PR #906, opened 2026-05-19
fix: properly format IPv6 addresses in server URLs

Kristian-ZH:
When provisioning nodes with IPv6 control plane endpoints, the bootstrap provider was generating invalid server URLs in the RKE2 configuration.

Invalid format:  https://fd12:3456:890b::250:6443
Correct format:  https://[fd12:3456:890b::250]:6443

___

DIRECTIONS » Please give only the count of lines above containing "https".

RESPONSE » 2